• Materials provided:
PR #13717, opened 2021-11-22
ZFCP activation via libyui

rakoenig:
Activate ZFCP disks via libyui

- Related ticket: https://progress.opensuse.org/issues/98967
- Needles: n.a.
- Verification run: https://openqa.suse.de/tests/7755204

### DIFF
--- a/lib/Distribution/Opensuse/Tumbleweed.pm
+++ b/lib/Distribution/Opensuse/Tumbleweed.pm
@@ -14,6 +14,9 @@ use warnings FATAL => 'all';
 use parent 'susedistribution';
 use Installation::AuthenticationForRoot::AuthenticationForRootController;
 use Installation::ClockAndTimeZone::ClockAndTimeZoneController;
+use Installation::DiskActivation::DiskActivationController;
+use Installation::DiskActivation::ConfiguredZFCPDevicesController;
+use Installation::DiskActivation::AddZFCPDeviceController;
 use Installation::LanguageKeyboard::LanguageKeyboardController;
 use Installation::License::Opensuse::Firstboot::LicenseAgreementController;
 use Installation::License::Opensuse::LicenseAgreementController;
@@ -163,5 +166,16 @@ sub get_encrypted_volume_activation {
     return Installation::SystemProbing::EncryptedVolumeActivationController->new();
 }
 
+sub get_disk_activation {
+    return Installation::DiskActivation::DiskActivationController->new();
+}
+
+sub get_configured_zfcp_devices {
+    return Installation::DiskActivation::ConfiguredZFCPDevicesController->new();
+}
+
+sub get_add_new_zfcp_device {
+    return Installation::DiskActivation::AddZFCPDeviceController->new();
+}
 
 1;
--- a/lib/Installation/DiskActivation/AddZFCPDevicePage.pm
+++ b/lib/Installation/DiskActivation/AddZFCPDevicePage.pm
@@ -1,0 +1,32 @@
+# SUSE's openQA tests
+#
+# Copyright 2021 SUSE LLC
+# SPDX-License-Identifier: FSFAP
+
+# Summary: The module provides interface to the Add New ZFCP Device dialog
+
+# Maintainer: QE YaST <qa-sle-yast@suse.de>
+
+package Installation::DiskActivation::AddZFCPDevicePage;
+use parent 'Installation::Navigation::NavigationBase';
+use strict;
+use warnings;
+
+sub init {
+    my ($self, $args) = @_;
+    $self->SUPER::init($args);
+    $self->{cmb_channel} = $self->{app}->combobox({id => 'channel'});
+    return $self;
+}
+
+sub is_shown {
+    my ($self) = @_;
+    return $self->{cmb_channel}->exist();
+}
+
+sub set_channel {
+    my ($self, $channel) = @_;
+    return $self->{cmb_channel}->set($channel);
+}
+
+1;
--- a/lib/Installation/DiskActivation/DiskActivationController.pm
+++ b/lib/Installation/DiskActivation/DiskActivationController.pm
@@ -1,0 +1,53 @@
+# SUSE's openQA tests
+#
+# Copyright 2021 SUSE LLC
+# SPDX-License-Identifier: FSFAP
+
+# Summary: The module provides interface to act on the Disk Activation page
+# Maintainer: QE YaST <qa-sle-yast@suse.de>
+
+package Installation::DiskActivation::DiskActivationController;
+use strict;
+use warnings;
+use Installation::DiskActivation::DiskActivationPage;
+use YuiRestClient;
+
+sub new {
+    my ($class, $args) = @_;
+    my $self = bless {}, $class;
+    return $self->init($args);
+}
+
+sub init {
+    my ($self, $args) = @_;
+    $self->{DiskActivationPage} = Installation::DiskActivation::DiskActivationPage->new({app => YuiRestClient::get_app()});
+    return $self;
+}
+
+sub get_disk_activation_page {
+    my ($self) = @_;
+    die "Disk Activation Page is not displayed" unless $self->{DiskActivationPage}->is_shown();
+    return $self->{DiskActivationPage};
+}
+
+sub configure_dasd_disks {
+    my ($self) = @_;
+    $self->get_disk_activation_page()->press_dasd();
+}
+
+sub configure_zfcp_disks {
+    my ($self) = @_;
+    $self->get_disk_activation_page()->press_zfcp();
+}
+
+sub configure_iscsi_disks {
+    my ($self) = @_;
+    $self->get_disk_activation_page()->press_iscsi();
+}
+
+sub accept_disks_configuration {
+    my ($self) = @_;
+    $self->get_disk_activation_page()->press_next();
+}
+
+1;
--- a/lib/Installation/DiskActivation/DiskActivationPage.pm
+++ b/lib/Installation/DiskActivation/DiskActivationPage.pm
@@ -1,0 +1,45 @@
+# SUSE's openQA tests
+#
+# Copyright 2021 SUSE LLC
+# SPDX-License-Identifier: FSFAP
+
+# Summary: The module provides interface to act on the Disk Activation page
+
+# Maintainer: QE YaST <qa-sle-yast@suse.de>
+
+package Installation::DiskActivation::DiskActivationPage;
+use parent 'Installation::Navigation::NavigationBase';
+use strict;
+use warnings;
+
+sub init {
+    my ($self, $args) = @_;
+    $self->SUPER::init($args);
+    $self->{btn_conf_dasd} = $self->{app}->button({id => 'dasd'});
+    $self->{btn_conf_zfcp} = $self->{app}->button({id => 'zfcp'});
+    $self->{btn_conf_iscsi} = $self->{app}->button({id => 'iscsi'});
+    $self->{btn_net_conf} = $self->{app}->button({id => 'network'});
+    return $self;
+}
+
+sub is_shown {
+    my ($self) = @_;
+    return $self->{btn_net_conf}->exist();
+}
+
+sub press_dasd {
+    my ($self) = @_;
+    return $self->{btn_conf_dasd}->click();
+}
+
+sub press_zfcp {
+    my ($self) = @_;
+    return $self->{btn_conf_zfcp}->click();
+}
+
+sub press_iscsi {
+    my ($self) = @_;
+    return $self->{btn_conf_iscsi}->click();
+}
+
+1;
--- a/schedule/yast/zfcp.yaml
+++ b/schedule/yast/zfcp.yaml
@@ -1,5 +1,5 @@
-name:           zfcp
-description:    >
+name: zfcp
+description: >
   Test installation on machine with zfcp multipath disk.
   Only tests succesful detection of multipath and installation.
   No functional testing of multipath itself.
@@ -12,7 +12,11 @@ schedule:
   - installation/access_beta_distribution
   - installation/product_selection/install_SLES
   - installation/licensing/accept_license
-  - installation/disk_activation
+  - installation/disk_activation/select_configure_zfcp_disks
+  - installation/disk_activation/select_add_zfcp_device
+  - installation/disk_activation/configure_zfcp_device
+  - installation/disk_activation/accept_configured_zfcp_devices
+  - installation/disk_activation/finish_disk_activation
   - installation/activate_multipath
   - installation/registration/register_via_scc
   - installation/module_selection/select_module_desktop
--- a/tests/installation/disk_activation/select_configure_zfcp_disks.pm
+++ b/tests/installation/disk_activation/select_configure_zfcp_disks.pm
@@ -1,0 +1,20 @@
+# SUSE's openQA tests
+#
+# Copyright 2021 SUSE LLC
+# SPDX-License-Identifier: FSFAP
+
+# Summary: This test module handles ZFCP disk activation
+#          through libyui-rest-client.
+
+# Maintainer: QE YaST <qa-sle-yast@suse.de>
+
+use strict;
+use warnings;
+use base 'y2_installbase';
+
+sub run {
+    my $disk_activation = $testapi::distri->get_disk_activation();
+    $disk_activation->configure_zfcp_disks();
+}
+
+1;
--- a/lib/Installation/DiskActivation/AddZFCPDeviceController.pm
+++ b/lib/Installation/DiskActivation/AddZFCPDeviceController.pm
@@ -1,0 +1,39 @@
+# SUSE's openQA tests
+#
+# Copyright 2021 SUSE LLC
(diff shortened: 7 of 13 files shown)


jknphy:
Please, while you have a PR with WIP commits, you should set in the title of the PR "WIP: " as well, otherwise that commit could be merge accidentally. You also need to squash some commit there, you have repeated titles.

tests/installation/disk_activation_zfcp.pm
```diff
@@ -0,0 +1,73 @@
...
+    $zfcp_configuration_overview->add();
+
+    # In the Add Device page insert hard wired channel id and press next
+    my $zfcp_add_disk = $testapi::distri->get_zfcp_add_disk();
+    $zfcp_add_disk->set_channel("0.0.fa00");
+    $zfcp_add_disk->next();
+
+    # yui.log from 1st VR showed that it takes a while for
+    # device detection so lets sleep a bit.
+    sleep(8);
```
jknphy, line 32: Please, never use sleep in a test, I cannot find right now the document where this is explicitly forbidden, or ok, not recommended by contributors of this repo. In general is a very bad practice in any language, because you never know exactly how much to wait. We use it though for our framework because we need some sort of timeout but not in a test.

Also I don't thing you need it, the next page should just check with its `exists` method and this arch is not slow.

tests/installation/disk_activation_zfcp.pm
```diff
@@ -0,0 +1,73 @@
...
+use base 'y2_installbase';
+use YuiRestClient::Logger;
+
+sub run {
+    # in Disk Activation page press "ZFCP" button
+    my $disk_activation_selector = $testapi::distri->get_disk_activation_selector();
+    $disk_activation_selector->zfcp();
+
+    # in the ZFCP Device overview press the "Add" button
+    my $zfcp_configuration_overview = $testapi::distri->get_zfcp_configuration_overview();
```
jknphy, line 22: This two lines should be in another test module, `select_add_new_zfcp_device`. After that you will have another test module `configure_zfcp_device`. You could argue that both cases could be merge in one, but I think we will see it more clear like that IMO.

lib/Distribution/Opensuse/Tumbleweed.pm
```diff
@@ -163,5 +166,16 @@ sub get_encrypted_volume_activation {
...
 
+sub get_disk_activation_selector {
+    return Installation::DiskActivation::DiskActivationController->new();
+}
+
+sub get_zfcp_configuration_overview {
+    return Installation::DiskActivation::ZFCPConfigurationController->new();
+}
+
+sub get_zfcp_add_disk {
```
jknphy, line 177: s/get_zfcp_add_disk/get_add_new_zfcp_device/

tests/installation/disk_activation_zfcp.pm
```diff
@@ -0,0 +1,73 @@
...
+    $zfcp_configuration_overview->add();
+
+    # In the Add Device page insert hard wired channel id and press next
+    my $zfcp_add_disk = $testapi::distri->get_zfcp_add_disk();
+    $zfcp_add_disk->set_channel("0.0.fa00");
```
jknphy, line 27: We have tried to hide the `next` all that we can, in this case you can just have a `configure` method with named params, i.e.: `->configure(channel => '0.0.fa00')` (btw, there is not need to double quotes when there is not interpolation, but if you prefer like that is ok which does the next inside.

tests/installation/disk_activation_zfcp.pm
```diff
@@ -0,0 +1,73 @@
...
+    $zfcp_add_disk->next();
+
+    # yui.log from 1st VR showed that it takes a while for
+    # device detection so lets sleep a bit.
+    sleep(8);
+
+    # Now we should be back in ZFCP Device overview page
```
jknphy, line 34: here we need a new test module, I would have not bother to check the table because we just rely on the libyui-rest-api doing well its work and then we check the installed system afterward, in other words, this is considered more like what we have called extended scenario.

I would recommend to save this code in some branch and pull out from now, it is overly complicated but I see good intention on that. We already have some function that compares arrays: https://github.com/os-autoinst/os-autoinst-distri-opensuse/blob/a96c5428635e34d07cf2b520e4d557529945f863/lib/utils.pm#L1159
I would definitively leave it for later.

lib/Distribution/Opensuse/Tumbleweed.pm
```diff
@@ -163,5 +166,16 @@ sub get_encrypted_volume_activation {
     return Installation::SystemProbing::EncryptedVolumeActivationController->new();
 }
 
+sub get_disk_activation_selector {
```
jknphy, line 169: s/get_disk_activation_selector/get_disk_activation/ It is a controller not a selector or other thing, and we agreed to not use _controllers as from $testapi::distri-> all the calls we do from this layer is to Controllers' layer.

lib/Distribution/Opensuse/Tumbleweed.pm
```diff
@@ -163,5 +166,16 @@ sub get_encrypted_volume_activation {
...
+    return Installation::DiskActivation::DiskActivationController->new();
+}
+
+sub get_zfcp_configuration_overview {
```
jknphy, line 173: s/get_zfcp_configuration_overview/get_configured_zfzp_devices/

tests/installation/disk_activation_zfcp.pm
```diff
@@ -0,0 +1,73 @@
...
+          YuiRestClient: Logger->get_instance()->error("$devs[$i] does not match $expectdevs[$i]");
+        }
+    }
+    if ($mismatchcount > 0) {
+        die "Wrong device names returned";
+    }
+
+    # If we reach it here then everything is fine
+    # Leave ZFCP Configuration Overview.
+    $zfcp_configuration_overview->next();
```
jknphy, line 67: here we should go with two tests as well, `accept_configured_zfcp_devices` and `finish_disk_activation`.

jknphy (commented):
It is going in the right direction, just need a bit more splitting for atomicity which would make the comments in the test redundant and we probably can skip to check the table as we did in many places in the past and a proper validation will be done in the future.

tests/installation/disk_activation_zfcp.pm
```diff
@@ -0,0 +1,73 @@
+# SUSE's openQA tests
+#
+# Copyright 2021 SUSE LLC
+# SPDX-License-Identifier: FSFAP
+
+# Summary: This test module handles ZFCP disk activation
```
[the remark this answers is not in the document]
rakoenig: Ok. Just spotted a disk_activation_iscsi and thought then its also good for zfcp...

lib/Installation/DiskActivation/DiskActivationController.pm
```diff
@@ -0,0 +1,53 @@
...
+    return $self;
+}
+
+sub get_disk_activation_page {
+    my ($self) = @_;
+    die "Disk Activation Page is not displayed" unless $self->{DiskActivationPage}->is_shown();
+    return $self->{DiskActivationPage};
+}
+
+sub dasd {
```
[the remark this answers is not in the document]
rakoenig: Ok. Changed that, but the change will affect George as well

lib/Installation/DiskActivation/DiskActivationController.pm
```diff
@@ -0,0 +1,53 @@
...
+    my ($self) = @_;
+    $self->get_disk_activation_page()->press_zfcp();
+}
+
+sub iscsi {
+    my ($self) = @_;
+    $self->get_disk_activation_page()->press_iscsi();
+}
+
+sub next {
```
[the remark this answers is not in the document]
rakoenig: Ok, changed that.

lib/Installation/DiskActivation/DiskActivationPage.pm
```diff
@@ -0,0 +1,56 @@
+# SUSE's openQA tests
+#
+# Copyright 2021 SUSE LLC
+# SPDX-License-Identifier: FSFAP
+
+# Summary: The module provides interface to act on the Disk Activation page
+
+# Maintainer: QE YaST <qa-sle-yast@suse.de>
+
+package Installation::DiskActivation::DiskActivationPage;
```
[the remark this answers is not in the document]
rakoenig: Done. That saves me from the press_next and next_btn things, isn't it?

lib/Installation/DiskActivation/DiskActivationPage.pm
```diff
@@ -0,0 +1,56 @@
...
+
+sub new {
+    my ($class, $args) = @_;
+    my $self = bless {
+        app => $args->{app}
+    }, $class;
+    return $self->init;
+}
+
+sub init {
```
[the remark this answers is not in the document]
rakoenig: Done.

tests/installation/disk_activation_zfcp.pm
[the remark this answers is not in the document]
jknphy: please, do not resolve the comments until you change the code, otherwise is hard to review or know what is changed. Normally I can see some 'oudated' code label in top to know that.

lib/Installation/DiskActivation/DiskActivationController.pm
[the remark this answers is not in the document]
jknphy: don't worry about it at all. You didn't divide commits by layers you will have issue for sure, but ignore sync, was kind of experiment.

lib/Installation/DiskActivation/DiskActivationPage.pm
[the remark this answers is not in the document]
jknphy: yes, for each page which inherit from it.

tests/installation/disk_activation_zfcp.pm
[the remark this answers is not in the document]
jknphy: also another internal rule we use is that, we should reply to all comments by if it is enough clear and you change the code you don't need to write a reply, just with the 'outdated' file message is understood.

lib/Installation/DiskActivation/ZFCPConfigurationPage.pm
```diff
@@ -0,0 +1,53 @@
+# SUSE's openQA tests
+#
+# Copyright 2021 SUSE LLC
+# SPDX-License-Identifier: FSFAP
+
+# Summary: The module provides interface to the Configured ZFCP dialog dialog
+
+# Maintainer: QE YaST <qa-sle-yast@suse.de>
+
+package Installation::DiskActivation::ZFCPConfigurationPage;
```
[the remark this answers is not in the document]
rakoenig: I understand the inheritance of the press_next method. I'm still struggling to get the concept of new. If I remove new from the child class then new from the parent class (in this case NavigationBase) will be used when invoking Child::new(). This new calls a method init() but does that mean NavigationBase::init() or Chil::init(): 
I'm a bit  confused because LicenseAgreementPage.pm still has  a new method, so there should be a reason for this.

lib/Installation/DiskActivation/DiskActivationController.pm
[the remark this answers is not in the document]
rakoenig: Well, I diveded the commits by layers. DiskActivationController/Page is one, ZFCPOverviewContoller/Page and AddZFCPController/Page are individual commits.

lib/Installation/DiskActivation/ZFCPConfigurationPage.pm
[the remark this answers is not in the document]
jknphy: init is overwritten and use the child one, it is call I think initialization pattern, help to not mess up with the constructor much and have that inheritiance for initialization. The reason there are new() method exactly the same in parent and child when there is this inheritance from Navigation is that we just forget to delete them.

rakoenig:
Ok, code completely refactored, test is split up in 5 atomic steps. New VR in the start comment.

lib/Installation/DiskActivation/DiskActivationPage.pm
```diff
@@ -0,0 +1,44 @@
...
+    $self->{btn_conf_dasd} = $self->{app}->button({id => 'dasd'});
+    $self->{btn_conf_zfcp} = $self->{app}->button({id => 'zfcp'});
+    $self->{btn_conf_iscsi} = $self->{app}->button({id => 'iscsi'});
+    return $self;
+}
+
+sub is_shown {
+    my ($self) = @_;
+    return $self->{btn_conf_zfcp}->exist();
+}
```
ge0r, line 27: There seems to be a small issue with this `is_shown` because in some cases `btn_conf_zfcp` does not exist, like in [this case](https://openqa.suse.de/tests/7749086#step/configure_dasd/1), which results in test failure.
I think one good way to mitigate this is to remove this `is_shown` function completely, since it is inherited either way from the `NavigationBase` parent, which is checking if the next button exists for it's `is_shown` implementation.
[Here](https://openqa.suse.de/tests/7749121#step/configure_dasd/1) is a small verification run of how removing the `is_shown` function in `DiskActivationPage.pm` seems to work fine.

ge0r (changes requested):

lib/Installation/DiskActivation/DiskActivationPage.pm
rakoenig: I partly agree with you. Yes, the current problem is that `btn_conf_zfcp` does not exist in your case. Removing the `is_shown()` method in `DiskActivationPage.pm` would then use the `is_shown()` from `NavigationBase.pm`.

What then worries me is that `is_shown()` will be true for **any page** that has a `Next` button. So if e.g. pressing the  `btn_config_zfcp` in my test would not work and I would not end up in the "Configured ZFCP Devices" page I would not notice it if I'm just checking for a `Next` button. On the other hand we don't have a libYUI widget that for "YWizard" that could use the debug_label to determine which page is displayed. 

Of course I have no idea how big the risk is to have problems because of that. So for the moment I'm going to remove the `is_shown()` from ` DiskActivationPage.pm`.

ge0r: You have a valid point here, checking for `Next` button is not a very good check because many pages during installation have a next button so we can not be sure that the page we are interested is indeed shown.

Maybe an implementation that does not include the zfcp button then?

lib/Installation/DiskActivation/DiskActivationPage.pm
```diff
@@ -0,0 +1,45 @@
...
+use strict;
+use warnings;
+
+sub init {
+    my ($self, $args) = @_;
+    $self->SUPER::init($args);
+    $self->{btn_conf_dasd} = $self->{app}->button({id => 'dasd'});
+    $self->{btn_conf_zfcp} = $self->{app}->button({id => 'zfcp'});
+    $self->{btn_conf_iscsi} = $self->{app}->button({id => 'iscsi'});
+    $self->{btn_net_conf} = $self->{app}->butoon({id => 'network'});
```
ge0r, line 21:
```suggestion
    $self->{btn_net_conf} = $self->{app}->button({id => 'network'});
```

rakoenig: Typo fixed.

ge0r (approved):

lib/Installation/DiskActivation/AddZFCPDevicePage.pm
```diff
@@ -0,0 +1,35 @@
...
+# Summary: The module provides interface to the Add New ZFCP Device dialog
+
+# Maintainer: QE YaST <qa-sle-yast@suse.de>
+
+package Installation::DiskActivation::AddZFCPDevicePage;
+use parent 'Installation::Navigation::NavigationBase';
+use strict;
+use warnings;
+
+
```
jknphy, line 15: only one line between areas of code, also check at the end of the rest of the files between `}` and `1`.

schedule/yast/zfcp.yaml
```diff
@@ -47,44 +51,44 @@ test_data:
         installed: 1
   zfcp:
     fcp_devices:
-      - fcp_channel: '0.0.fa00'
```
jknphy, line 50: what is the issue to change to double quotes? Seems fine, even when there are no spaces is not required to use any quotes in yaml.

jknphy (commented):
I pointed to a few very minor things. Good job @rakoenig I'm glad that you address the feedback so efficiently. You can remove the WIP and it is ready to go.

jknphy:
I checked only the final code, but per commits you need to resolve some conflicts and squash some commits yet. Once you finish would be great to retrigger VR so we don't miss anything refactored/renamed.

tests/installation/disk_activation/select_configure_zfcp_disks.pm
```diff
@@ -0,0 +1,21 @@
...
+
+# Summary: This test module handles ZFCP disk activation
+#          through libyui-rest-client.
+
+# Maintainer: QE YaST <qa-sle-yast@suse.de>
+
+use strict;
+use warnings;
+use base 'y2_installbase';
+use YuiRestClient::Logger;
```
jknphy, line 14: let's remove the Logger from all test files, it is not needed ;)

• What is needed: Extract each line from the entries above that contains the string "parent".

• Exercise result:
 use parent 'susedistribution';
+use parent 'Installation::Navigation::NavigationBase';
+use parent 'Installation::Navigation::NavigationBase';
rakoenig: I understand the inheritance of the press_next method. I'm still struggling to get the concept of new. If I remove new from the child class then new from the parent class (in this case NavigationBase) will be used when invoking Child::new(). This new calls a method init() but does that mean NavigationBase::init() or Chil::init(): 
jknphy: init is overwritten and use the child one, it is call I think initialization pattern, help to not mess up with the constructor much and have that inheritiance for initialization. The reason there are new() method exactly the same in parent and child when there is this inheritance from Navigation is that we just forget to delete them.
I think one good way to mitigate this is to remove this `is_shown` function completely, since it is inherited either way from the `NavigationBase` parent, which is checking if the next button exists for it's `is_shown` implementation.
+use parent 'Installation::Navigation::NavigationBase';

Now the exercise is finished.